3. They admitted to a mistake in their software agreement contracts and promptly changed that at the request of their user base while pretty much apologizing on bended knee to anyone that cared for the blunder. The wording was pretty bad in that contract, but now it's fixed.

4. They immediately began tweaking 2.0 even more to suit the needs, tastes, and demands of their users.

Razer does take some pretty big risks with products and ideas at times, but in today's markets with dozens of great options out there getting ever cheaper and cheaper...competition is fierce and that's what it takes to try to stay in the game. They win some, they loose some...but if they don't try these ideas and put stuff on store shelves for people to try out in the wild...the competition sure as heck will chip away at what small profit margins there are in the markets to be had in those 'status quo' product lines that play it safe and don't try new ideas. After all, Razer did ask gamers of all sorts out there what they wanted or thought would be cool, and are trying to provide it at a reasonable price point. It's pretty obvious that they've tried to find things gamers ask for that you can't already find in a dozen other products out there and see if they can successfully make it and sell it.

It doesn't always work so well early on...but you can bet your bottom dollar that all the competition is sitting back waiting to copy the stuff Razer takes risks and flack for researching and trying in the marketplace (while they continue to remind people and compare their brand new 'copied' stuff with the issues Razer had and fixed 5 product generations ago).

Now I do understand that a part that doesn't work for you or do what you need is simply not acceptable.

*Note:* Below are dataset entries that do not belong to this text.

PR #532, opened 2021-06-26
Support local builds with the textlayout feature enabled.

pragmatrix:
This PR attempts to support local builds (#527) with the `textlayout` feature enabled on Linux and Window.

@therealbnut We could, instead of just adding `SKIA_LIBRARY_SEARCH_PATH` to cargo's library search path, copy all the library and additional files to the output directory similar to what the `binary-cache` does that after downloading the binaries.

### DIFF
--- a/Makefile
+++ b/Makefile
@@ -98,9 +98,9 @@ workflows:
 #
 # https://github.com/rust-skia/rust-skia/pull/527
 
-local-build-features=gl,vulkan,webp
+local-build-features=gl,vulkan,webp,textlayout
 
-.PHONY: test-local-build build-local-build prepare-local-build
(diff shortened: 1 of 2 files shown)


therealbnut:
> copy all the library and additional files to the output directory

I’m not sure if I’m fully understanding - but can you know that output directory’s path ahead of time? I’m happy if you can do it deterministically (I don’t see any issues with the PR at the moment).

I’d be happy instead if we specified a data path for additional files in another environment variable. Or combined data and libraries into a single path.

I’m considering system installs of libraries where the files might be in multiple locations, but that can be solved with symlinks.

If any of the libraries end up being dynamically linked in future it might be an issue, but that’s a future problem.

pragmatrix:
Closed, covered in #542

I do believe (if I read correctly) that they offered to refund your money. If you're not happy with the device and don't like they way they currently have to support it, there's not much else they can do for you at that moment. It's obvious to me that this company does listen to people, and tries to give them what they want as soon as possible.

I've seen them try to explain that here in this post at least twice, and more in other places concerning the 2.0 software. Bad reviews are fine as well, but simply ranting a bunch of nonsense over and over about company ethics...that no other company in the world has servers that you need to log into to get maximum functionality out of their product(s) is pretty close to asinine.

The razer way of doing software isn't going to be for everyone, but it is unique, and if it works as they're planning for it to work...it's going to have a BIG impact on gaming interfaces, and it will indeed be for the better.

I've owned 3 Razer products and used the hell out of them since 2009. They haven't been 'perfect' as there were some issues with my very first Naga (motherboard firmware...so not totally Razer's fault...the thing worked in fine in 4 out of 5 computers here that I plugged it into). Otherwise the Naga has been amazingly responsive, tough, and with a wipe and cleaning it still looks like new. Parts do eventually wear out, my 3 year old Lycosa keytops (possibly the worst product Razer has ever made...and it's been a fine performing keyboard for my uses, and has held up as well as anything else 'backlit' that I've ever had from that price-range) looks like hell (the sweat in my hands eats up everything it touches, not just Razer keyboards) and I've replaced a few keytops before, but every one still works as good as new...so I have darn well gotten more than my money's worth out of them.

I keep looking at new keyboards....but this one just won't die! Maybe I'll grab something with Cherries in it here pretty soon.....maybe a Blackwidow stealth, or maybe something else. For me, the cloud will be an advantage even tho' there are better raw cherry keyboards out there for less cash. Why a Razer among all those mech choices, some with superior NKRO and aesthetics/looks? If you're into more social games with lots of people, and you need to gear up an entire guild or just enjoy playing with 'the newbies' and helping them get going....well....using the 'cloud' stuff to communicate about or exchange profiles and data sets is a really nice 'feature' and right now, no one else has it yet!


----------



## Omega215d

To be honest Synapse 2.0 seemed to be well behaved and pretty light when I installed it to change the settings on my Deathadder 2013. It's as unobtrusive as Logitech's LGS but I don't need Razer software to run in the background to keep my mouse settings unlike the G400. Of course I don't like signing up* just to use a driver and I dislike any cloud based services but once I dialed in my settings Synapse was taken right off.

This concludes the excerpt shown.